(TASK): Repeat the data exactly, with every line included.

(RECORDS):
PR #1315, opened 2023-09-09
Fix unassigned ml system shard replicas

b4sjoo:
### Description
In previous ml system shard replicas always stays on an arbitrary number and cannot expand automatically, which will cause unassigned shards and yellow cluster problem. This PR can resolve this issue.
 
### Check List
  - [ ] All tests pass

### DIFF
--- a/plugin/src/main/java/org/opensearch/ml/indices/MLIndicesHandler.java
+++ b/plugin/src/main/java/org/opensearch/ml/indices/MLIndicesHandler.java
@@ -117,7 +117,7 @@ public class MLIndicesHandler {
                                                     internalListener.onFailure(exception);
                                                 }));
                                         } else {
-                                            internalListener.onFailure(new MLException("Failed to update index " + indexName));
+                                            internalListener.onFailure(new MLException("Failed to update index: " + indexName));
                                         }
                                     }, exception -> {
                                         log.error("Failed to update index " + indexName, exception);
--- a/plugin/src/main/java/org/opensearch/ml/indices/MLIndicesHandler.java
+++ b/plugin/src/main/java/org/opensearch/ml/indices/MLIndicesHandler.java
@@ -68,7 +68,7 @@ public class MLIndicesHandler {
     public void initMLIndexIfAbsent(MLIndex index, ActionListener<Boolean> listener) {
         String indexName = index.getIndexName();
         String mapping = index.getMapping();
-        final Map<String, Object> indexSettings = Map.of("index.auto_expand_replicas", "0-6");
+        final Map<String, Object> indexSettings = Map.of("index.auto_expand_replicas", "0-5");
 
         try (ThreadContext.StoredContext threadContext = client.threadPool().getThreadContext().stashContext()) {
             ActionListener<Boolean> internalListener = ActionListener.runBefore(listener, () -> threadContext.restore());
--- a/plugin/src/main/java/org/opensearch/ml/indices/MLIndicesHandler.java
+++ b/plugin/src/main/java/org/opensearch/ml/indices/MLIndicesHandler.java
@@ -109,10 +109,10 @@ public class MLIndicesHandler {
                                                     internalListener.onResponse(true);
                                                 } else {
                                                     internalListener
-                                                        .onFailure(new MLException("Failed to update index setting: " + indexName));
+                                                        .onFailure(new MLException("Failed to update index setting for: " + indexName));
                                                 }
                                             }, exception -> {
-                                                log.error("Failed to update index setting: " + indexName, exception);
+                                                log.error("Failed to update index setting for: " + indexName, exception);
                                                 internalListener.onFailure(exception);
                                             }));
                                     }, exception -> {
--- a/plugin/src/main/java/org/opensearch/ml/indices/MLIndicesHandler.java
+++ b/plugin/src/main/java/org/opensearch/ml/indices/MLIndicesHandler.java
@@ -116,6 +116,8 @@ public class MLIndicesHandler {
                                                     log.error("Failed to update index setting for: " + indexName, exception);
                                                     internalListener.onFailure(exception);
                                                 }));
+                                        } else {
+                                            internalListener.onFailure(new MLException("Failed to update index" + indexName));
                                         }
                                     }, exception -> {
                                         log.error("Failed to update index " + indexName, exception);
--- a/plugin/src/main/java/org/opensearch/ml/indices/MLIndicesHandler.java
+++ b/plugin/src/main/java/org/opensearch/ml/indices/MLIndicesHandler.java
@@ -117,10 +117,10 @@ public class MLIndicesHandler {
                                                     internalListener.onFailure(exception);
                                                 }));
                                         } else {
-                                            internalListener.onFailure(new MLException("Failed to update index" + indexName));
+                                            internalListener.onFailure(new MLException("Failed to update index " + indexName));
                                         }
                                     }, exception -> {
-                                        log.error("Failed to update index: " + indexName, exception);
+                                        log.error("Failed to update index " + indexName, exception);
                                         internalListener.onFailure(exception);
                                     })
                                 );
--- a/plugin/src/main/java/org/opensearch/ml/indices/MLIndicesHandler.java
+++ b/plugin/src/main/java/org/opensearch/ml/indices/MLIndicesHandler.java
@@ -98,23 +98,25 @@ public class MLIndicesHandler {
                                 .putMapping(
                                     new PutMappingRequest().indices(indexName).source(mapping, XContentType.JSON),
                                     ActionListener.wrap(response -> {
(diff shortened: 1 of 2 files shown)


plugin/src/main/java/org/opensearch/ml/indices/MLIndicesHandler.java
```diff
@@ -68,6 +68,7 @@ public void initMLConfigIndex(ActionListener<Boolean> listener) {
     public void initMLIndexIfAbsent(MLIndex index, ActionListener<Boolean> listener) {
         String indexName = index.getIndexName();
         String mapping = index.getMapping();
+        final Map<String, Object> indexSettings = Map.of("index.auto_expand_replicas", "0-6");
```
ylwu-amzn, line 71: So the maximum replica is 6?

plugin/src/main/java/org/opensearch/ml/indices/MLIndicesHandler.java
```diff
@@ -97,12 +98,19 @@ public void initMLIndexIfAbsent(MLIndex index, ActionListener<Boolean> listener)
...
+                                        updateSettingRequest.indices(indexName).settings(indexSettings);
+                                        client
+                                            .admin()
+                                            .indices()
+                                            .updateSettings(updateSettingRequest, ActionListener.wrap(updateResponse -> {
+                                                if (response.isAcknowledged()) {
+                                                    indexMappingUpdated.get(indexName).set(true);
+                                                    internalListener.onResponse(true);
+                                                } else {
+                                                    internalListener.onFailure(new MLException("Failed to update index: " + indexName));
```
ylwu-amzn, line 111: Tune the error message 
```suggestion
                                                    internalListener.onFailure(new MLException("Failed to update index setting: " + indexName));
```

plugin/src/main/java/org/opensearch/ml/indices/MLIndicesHandler.java
```diff
@@ -97,12 +98,19 @@ public void initMLIndexIfAbsent(MLIndex index, ActionListener<Boolean> listener)
...
+                                                }
+                                            }, internalListener::onFailure));
```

(EXERCISE RESULT):
PR #1315, opened 2023-09-09
Fix unassigned ml system shard replicas

b4sjoo:
### Description
In previous ml system shard replicas always stays on an arbitrary number and cannot expand automatically, which will cause unassigned shards and yellow cluster problem. This PR can resolve this issue.
 
### Check List
  - [ ] All tests pass

### DIFF
--- a/plugin/src/main/java/org/opensearch/ml/indices/MLIndicesHandler.java
+++ b/plugin/src/main/java/org/opensearch/ml/indices/MLIndicesHandler.java
@@ -117,7 +117,7 @@ public class MLIndicesHandler {
                                                     internalListener.onFailure(exception);
                                                 }));
                                         } else {
-                                            internalListener.onFailure(new MLException("Failed to update index " + indexName));
+                                            internalListener.onFailure(new MLException("Failed to update index: " + indexName));
                                         }
                                     }, exception -> {
                                         log.error("Failed to update index " + indexName, exception);
--- a/plugin/src/main/java/org/opensearch/ml/indices/MLIndicesHandler.java
+++ b/plugin/src/main/java/org/opensearch/ml/indices/MLIndicesHandler.java
@@ -68,7 +68,7 @@ public class MLIndicesHandler {
     public void initMLIndexIfAbsent(MLIndex index, ActionListener<Boolean> listener) {
         String indexName = index.getIndexName();
         String mapping = index.getMapping();
-        final Map<String, Object> indexSettings = Map.of("index.auto_expand_replicas", "0-6");
+        final Map<String, Object> indexSettings = Map.of("index.auto_expand_replicas", "0-5");
 
         try (ThreadContext.StoredContext threadContext = client.threadPool().getThreadContext().stashContext()) {
             ActionListener<Boolean> internalListener = ActionListener.runBefore(listener, () -> threadContext.restore());
--- a/plugin/src/main/java/org/opensearch/ml/indices/MLIndicesHandler.java
+++ b/plugin/src/main/java/org/opensearch/ml/indices/MLIndicesHandler.java
@@ -109,10 +109,10 @@ public class MLIndicesHandler {
                                                     internalListener.onResponse(true);
                                                 } else {
                                                     internalListener
-                                                        .onFailure(new MLException("Failed to update index setting: " + indexName));
+                                                        .onFailure(new MLException("Failed to update index setting for: " + indexName));
                                                 }
                                             }, exception -> {
-                                                log.error("Failed to update index setting: " + indexName, exception);
+                                                log.error("Failed to update index setting for: " + indexName, exception);
                                                 internalListener.onFailure(exception);
                                             }));
                                     }, exception -> {
--- a/plugin/src/main/java/org/opensearch/ml/indices/MLIndicesHandler.java
+++ b/plugin/src/main/java/org/opensearch/ml/indices/MLIndicesHandler.java
@@ -116,6 +116,8 @@ public class MLIndicesHandler {
                                                     log.error("Failed to update index setting for: " + indexName, exception);
                                                     internalListener.onFailure(exception);
                                                 }));
+                                        } else {
+                                            internalListener.onFailure(new MLException("Failed to update index" + indexName));
                                         }
                                     }, exception -> {
                                         log.error("Failed to update index " + indexName, exception);
--- a/plugin/src/main/java/org/opensearch/ml/indices/MLIndicesHandler.java
+++ b/plugin/src/main/java/org/opensearch/ml/indices/MLIndicesHandler.java
@@ -117,10 +117,10 @@ public class MLIndicesHandler {
                                                     internalListener.onFailure(exception);
                                                 }));
                                         } else {
-                                            internalListener.onFailure(new MLException("Failed to update index" + indexName));
+                                            internalListener.onFailure(new MLException("Failed to update index " + indexName));
                                         }
                                     }, exception -> {
-                                        log.error("Failed to update index: " + indexName, exception);
+                                        log.error("Failed to update index " + indexName, exception);
                                         internalListener.onFailure(exception);
                                     })
                                 );
--- a/plugin/src/main/java/org/opensearch/ml/indices/MLIndicesHandler.java
+++ b/plugin/src/main/java/org/opensearch/ml/indices/MLIndicesHandler.java
@@ -98,23 +98,25 @@ public class MLIndicesHandler {
                                 .putMapping(
                                     new PutMappingRequest().indices(indexName).source(mapping, XContentType.JSON),
                                     ActionListener.wrap(response -> {
(diff shortened: 1 of 2 files shown)


plugin/src/main/java/org/opensearch/ml/indices/MLIndicesHandler.java
```diff
@@ -68,6 +68,7 @@ public void initMLConfigIndex(ActionListener<Boolean> listener) {
     public void initMLIndexIfAbsent(MLIndex index, ActionListener<Boolean> listener) {
         String indexName = index.getIndexName();
         String mapping = index.getMapping();
+        final Map<String, Object> indexSettings = Map.of("index.auto_expand_replicas", "0-6");
```
ylwu-amzn, line 71: So the maximum replica is 6?

plugin/src/main/java/org/opensearch/ml/indices/MLIndicesHandler.java
```diff
@@ -97,12 +98,19 @@ public void initMLIndexIfAbsent(MLIndex index, ActionListener<Boolean> listener)
...
+                                        updateSettingRequest.indices(indexName).settings(indexSettings);
+                                        client
+                                            .admin()
+                                            .indices()
+                                            .updateSettings(updateSettingRequest, ActionListener.wrap(updateResponse -> {
+                                                if (response.isAcknowledged()) {
+                                                    indexMappingUpdated.get(indexName).set(true);
+                                                    internalListener.onResponse(true);
+                                                } else {
+                                                    internalListener.onFailure(new MLException("Failed to update index: " + indexName));
```
ylwu-amzn, line 111: Tune the error message 
```suggestion
                                                    internalListener.onFailure(new MLException("Failed to update index setting: " + indexName));
```

plugin/src/main/java/org/opensearch/ml/indices/MLIndicesHandler.java
```diff
@@ -97,12 +98,19 @@ public void initMLIndexIfAbsent(MLIndex index, ActionListener<Boolean> listener)
...
+                                                }
+                                            }, internalListener::onFailure));
```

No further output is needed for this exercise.